## Work required
Please copy out the entries until you have copied the line that contains "but most sensors", beginning with the first line.

## Record extracts
PR #70684, opened 2026-07-29
Sensors should be consistent about whether or not they return a value

SamWheating:
Maybe more of a discussion topic here - but included one example change.

Many sensors will define their own `execute()` method, which then conditionally calls out to the deferable / non-deferable path. 

However, we're pretty inconsistent about whether or not that value should be returned or not. Some sensors will return the value of `execute()`:

https://github.com/apache/airflow/blob/cd3a7e1a5f6bbe9f6536ab593b06a5728deb0271/providers/http/src/airflow/providers/http/sensors/http.py#L160-L162

but most sensors will not, implicitly returning `None`: 
https://github.com/apache/airflow/blob/8dd76f1624bc28fdef8630684a06914891526578/providers/standard/src/airflow/providers/standard/sensors/filesystem.py#L120-L122

This makes for a really confusing experience when trying to subclass or extend an existing sensor. For example, trying to subclass the ExternalTaskSensor to add a delayed timestamp XCOM output:

```python
class ExternalTaskSensorWithCompletionDelay(ExternalTaskSensor):
    """Return a stable delay target when the upstream task is first observed."""

    def poke(self, context):
        is_done = super().poke(context)
        delay_target = timezone.utcnow() + timedelta(minutes=30).isoformat()
        
        return PokeReturnValue(is_done=bool(is_done), xcom_value=delay_target)
 ```
 
The XCOM value here will not actually be written, because the parent's class execute method ignores the return value and `task.execute()` returns nothing.
 
Is this expected behaviour? Or should we always be returning the value of `super().execute()`? I am open to discussion here but in my mind this sort of thing quietly breaks the extensibility and flexibility of builtin or provided operators.

---

> [!IMPORTANT]
> **🛠️ Maintainer triage note for @SamWheating** · by `@potiuk` · 2026-08-13 12:55 UTC
>
> - :x: **Merge conflicts**. See [docs](https://github.com/apache/airflow/blob/main/contributing-docs/10_working_with_git.rst).
>
>
>

### DIFF
--- a/providers/standard/src/airflow/providers/standard/sensors/external_task.py
+++ b/providers/standard/src/airflow/providers/standard/sensors/external_task.py
@@ -465,57 +465,56 @@ class ExternalTaskSensor(BaseSensorOperator):
     def execute(self, context: Context) -> None:
         """Run on the worker and defer using the triggers if deferrable is set to True."""
         if not self.deferrable:
-            super().execute(context)
+            return super().execute(context)
+        # Determine the timeout to use: prefer timeout parameter, fallback to execution_timeout
+        timeout_value = self.timeout
+        if not timeout_value and self.execution_timeout:
+            timeout_value = self.execution_timeout.total_seconds()
+
+        dttm_filter = self._get_dttm_filter(context)
+        if AIRFLOW_V_3_0_PLUS:
+            self.defer(
+                timeout=datetime.timedelta(seconds=timeout_value) if timeout_value else None,
+                trigger=WorkflowTrigger(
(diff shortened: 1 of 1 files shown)


SamWheating:
It looks like the one test failure is unrelated /  maybe a flakey test

SamWheating:
cc @potiuk - conflicts have been fixed. I am mostly interested in your thoughts on this issue / the inconsistency of the interface around sensors. Do you think that this is something we should be opinionated on?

## Response area
PR #70684, opened 2026-07-29
Sensors should be consistent about whether or not they return a value

SamWheating:
Maybe more of a discussion topic here - but included one example change.

Many sensors will define their own `execute()` method, which then conditionally calls out to the deferable / non-deferable path. 

However, we're pretty inconsistent about whether or not that value should be returned or not. Some sensors will return the value of `execute()`:

https://github.com/apache/airflow/blob/cd3a7e1a5f6bbe9f6536ab593b06a5728deb0271/providers/http/src/airflow/providers/http/sensors/http.py#L160-L162

but most sensors will not, implicitly returning `None`: 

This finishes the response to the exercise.